**Records to use:**

· · · · · · ·

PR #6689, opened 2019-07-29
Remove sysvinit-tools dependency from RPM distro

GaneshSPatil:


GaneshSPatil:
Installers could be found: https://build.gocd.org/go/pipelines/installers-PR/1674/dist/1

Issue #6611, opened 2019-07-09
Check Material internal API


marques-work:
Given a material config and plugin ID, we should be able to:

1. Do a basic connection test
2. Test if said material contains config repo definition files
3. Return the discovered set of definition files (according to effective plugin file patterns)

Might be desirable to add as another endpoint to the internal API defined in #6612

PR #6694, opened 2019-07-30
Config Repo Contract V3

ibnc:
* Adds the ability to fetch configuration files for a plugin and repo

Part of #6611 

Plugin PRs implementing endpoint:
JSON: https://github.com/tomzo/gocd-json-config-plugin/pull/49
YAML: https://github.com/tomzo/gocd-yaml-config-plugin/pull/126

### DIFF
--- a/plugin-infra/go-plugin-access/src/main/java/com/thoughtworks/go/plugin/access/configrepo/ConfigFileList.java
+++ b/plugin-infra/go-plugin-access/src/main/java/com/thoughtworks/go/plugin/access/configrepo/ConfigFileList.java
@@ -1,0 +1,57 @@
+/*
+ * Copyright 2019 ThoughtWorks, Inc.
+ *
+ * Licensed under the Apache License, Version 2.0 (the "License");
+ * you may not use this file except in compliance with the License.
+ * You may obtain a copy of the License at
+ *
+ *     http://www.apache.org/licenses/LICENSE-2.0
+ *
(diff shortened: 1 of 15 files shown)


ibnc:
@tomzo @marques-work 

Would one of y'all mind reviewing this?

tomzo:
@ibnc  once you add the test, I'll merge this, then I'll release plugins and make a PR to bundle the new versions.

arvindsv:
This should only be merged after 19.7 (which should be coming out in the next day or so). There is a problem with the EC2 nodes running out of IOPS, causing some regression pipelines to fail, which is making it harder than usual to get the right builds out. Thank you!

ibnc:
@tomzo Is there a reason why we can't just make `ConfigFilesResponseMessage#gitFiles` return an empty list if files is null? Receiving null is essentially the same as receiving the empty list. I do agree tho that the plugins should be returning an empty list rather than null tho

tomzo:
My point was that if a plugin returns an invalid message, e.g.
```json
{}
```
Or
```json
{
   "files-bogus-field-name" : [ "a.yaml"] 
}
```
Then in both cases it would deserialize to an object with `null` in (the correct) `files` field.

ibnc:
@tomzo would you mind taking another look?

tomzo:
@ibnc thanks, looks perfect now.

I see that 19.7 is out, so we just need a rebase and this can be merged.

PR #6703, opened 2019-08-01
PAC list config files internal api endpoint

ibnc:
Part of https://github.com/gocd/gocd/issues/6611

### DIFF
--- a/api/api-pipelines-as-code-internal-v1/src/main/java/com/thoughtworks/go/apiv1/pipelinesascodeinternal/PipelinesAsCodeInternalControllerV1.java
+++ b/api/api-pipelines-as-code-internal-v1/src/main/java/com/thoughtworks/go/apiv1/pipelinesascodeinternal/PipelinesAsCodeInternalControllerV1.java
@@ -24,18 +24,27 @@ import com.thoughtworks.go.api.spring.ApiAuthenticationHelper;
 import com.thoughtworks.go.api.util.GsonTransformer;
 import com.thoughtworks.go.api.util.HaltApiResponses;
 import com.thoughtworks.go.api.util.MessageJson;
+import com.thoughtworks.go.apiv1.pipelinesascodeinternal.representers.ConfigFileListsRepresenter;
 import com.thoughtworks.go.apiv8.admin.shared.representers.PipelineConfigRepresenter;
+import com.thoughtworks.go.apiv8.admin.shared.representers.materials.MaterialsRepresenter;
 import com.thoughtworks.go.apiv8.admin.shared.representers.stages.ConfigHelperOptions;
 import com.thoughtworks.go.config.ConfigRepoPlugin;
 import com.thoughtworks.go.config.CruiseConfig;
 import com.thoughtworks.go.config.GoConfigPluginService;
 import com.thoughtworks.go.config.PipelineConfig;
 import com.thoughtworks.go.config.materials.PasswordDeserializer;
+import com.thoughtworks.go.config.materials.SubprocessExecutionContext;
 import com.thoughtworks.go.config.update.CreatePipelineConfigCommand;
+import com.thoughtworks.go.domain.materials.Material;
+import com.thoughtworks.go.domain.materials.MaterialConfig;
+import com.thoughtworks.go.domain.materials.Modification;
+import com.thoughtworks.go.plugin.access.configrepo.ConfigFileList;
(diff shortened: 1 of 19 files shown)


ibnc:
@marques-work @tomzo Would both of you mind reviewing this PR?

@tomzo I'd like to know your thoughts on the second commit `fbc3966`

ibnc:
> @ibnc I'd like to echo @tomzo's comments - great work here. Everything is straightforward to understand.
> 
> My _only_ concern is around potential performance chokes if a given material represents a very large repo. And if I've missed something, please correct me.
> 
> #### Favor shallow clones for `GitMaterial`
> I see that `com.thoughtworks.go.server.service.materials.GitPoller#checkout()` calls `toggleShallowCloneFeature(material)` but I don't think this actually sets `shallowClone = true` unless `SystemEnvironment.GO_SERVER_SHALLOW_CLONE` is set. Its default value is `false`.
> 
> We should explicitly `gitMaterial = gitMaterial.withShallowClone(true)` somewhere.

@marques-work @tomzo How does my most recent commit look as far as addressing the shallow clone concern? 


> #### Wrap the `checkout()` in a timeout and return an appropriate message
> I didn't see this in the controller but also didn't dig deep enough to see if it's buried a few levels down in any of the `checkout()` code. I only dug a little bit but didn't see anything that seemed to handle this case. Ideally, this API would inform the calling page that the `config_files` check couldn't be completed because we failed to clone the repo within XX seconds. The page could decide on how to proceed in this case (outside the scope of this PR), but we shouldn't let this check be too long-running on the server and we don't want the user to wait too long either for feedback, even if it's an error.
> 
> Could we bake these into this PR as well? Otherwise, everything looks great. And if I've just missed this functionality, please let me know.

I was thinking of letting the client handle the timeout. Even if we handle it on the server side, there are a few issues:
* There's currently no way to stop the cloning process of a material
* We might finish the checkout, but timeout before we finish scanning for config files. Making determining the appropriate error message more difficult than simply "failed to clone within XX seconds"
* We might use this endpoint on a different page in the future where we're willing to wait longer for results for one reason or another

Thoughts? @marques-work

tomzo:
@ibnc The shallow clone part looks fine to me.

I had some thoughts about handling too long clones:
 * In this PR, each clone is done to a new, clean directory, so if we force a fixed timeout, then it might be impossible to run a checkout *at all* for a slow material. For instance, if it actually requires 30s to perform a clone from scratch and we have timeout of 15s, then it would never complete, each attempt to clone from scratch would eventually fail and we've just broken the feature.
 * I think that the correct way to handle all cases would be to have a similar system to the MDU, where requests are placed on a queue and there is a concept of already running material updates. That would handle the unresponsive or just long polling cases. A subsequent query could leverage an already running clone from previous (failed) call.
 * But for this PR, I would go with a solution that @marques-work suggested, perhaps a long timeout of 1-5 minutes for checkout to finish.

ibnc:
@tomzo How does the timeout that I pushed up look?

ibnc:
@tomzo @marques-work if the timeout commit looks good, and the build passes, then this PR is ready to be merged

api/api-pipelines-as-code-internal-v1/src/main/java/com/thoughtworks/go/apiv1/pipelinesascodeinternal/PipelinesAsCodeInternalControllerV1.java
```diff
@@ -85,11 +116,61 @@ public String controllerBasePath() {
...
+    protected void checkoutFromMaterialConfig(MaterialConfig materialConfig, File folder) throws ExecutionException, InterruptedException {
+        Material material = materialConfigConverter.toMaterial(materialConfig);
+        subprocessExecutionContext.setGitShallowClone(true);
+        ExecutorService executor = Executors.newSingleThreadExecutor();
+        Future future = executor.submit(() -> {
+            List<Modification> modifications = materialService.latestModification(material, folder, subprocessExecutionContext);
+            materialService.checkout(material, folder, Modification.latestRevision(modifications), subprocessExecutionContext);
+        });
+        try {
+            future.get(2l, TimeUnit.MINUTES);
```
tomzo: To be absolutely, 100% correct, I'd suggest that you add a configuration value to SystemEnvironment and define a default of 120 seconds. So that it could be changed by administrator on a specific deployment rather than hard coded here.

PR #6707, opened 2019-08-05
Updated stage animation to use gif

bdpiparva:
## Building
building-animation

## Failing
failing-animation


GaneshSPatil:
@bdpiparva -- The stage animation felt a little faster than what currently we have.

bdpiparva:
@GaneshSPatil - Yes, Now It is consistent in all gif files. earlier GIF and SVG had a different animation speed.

· · · · · · ·

**Task details:** Print the lines above from the one with "import com.thoughtworks.go.config.ConfigRepoPlugin;" through the one with "an appropriate message", both included, exactly as written and nothing more.

**Finished task:**
 import com.thoughtworks.go.config.ConfigRepoPlugin;
 import com.thoughtworks.go.config.CruiseConfig;
 import com.thoughtworks.go.config.GoConfigPluginService;
 import com.thoughtworks.go.config.PipelineConfig;
 import com.thoughtworks.go.config.materials.PasswordDeserializer;
+import com.thoughtworks.go.config.materials.SubprocessExecutionContext;
 import com.thoughtworks.go.config.update.CreatePipelineConfigCommand;
+import com.thoughtworks.go.domain.materials.Material;
+import com.thoughtworks.go.domain.materials.MaterialConfig;
+import com.thoughtworks.go.domain.materials.Modification;
+import com.thoughtworks.go.plugin.access.configrepo.ConfigFileList;
(diff shortened: 1 of 19 files shown)


ibnc:
@marques-work @tomzo Would both of you mind reviewing this PR?

@tomzo I'd like to know your thoughts on the second commit `fbc3966`

ibnc:
> @ibnc I'd like to echo @tomzo's comments - great work here. Everything is straightforward to understand.
> 
> My _only_ concern is around potential performance chokes if a given material represents a very large repo. And if I've missed something, please correct me.
> 
> #### Favor shallow clones for `GitMaterial`
> I see that `com.thoughtworks.go.server.service.materials.GitPoller#checkout()` calls `toggleShallowCloneFeature(material)` but I don't think this actually sets `shallowClone = true` unless `SystemEnvironment.GO_SERVER_SHALLOW_CLONE` is set. Its default value is `false`.
> 
> We should explicitly `gitMaterial = gitMaterial.withShallowClone(true)` somewhere.

@marques-work @tomzo How does my most recent commit look as far as addressing the shallow clone concern? 


> #### Wrap the `checkout()` in a timeout and return an appropriate message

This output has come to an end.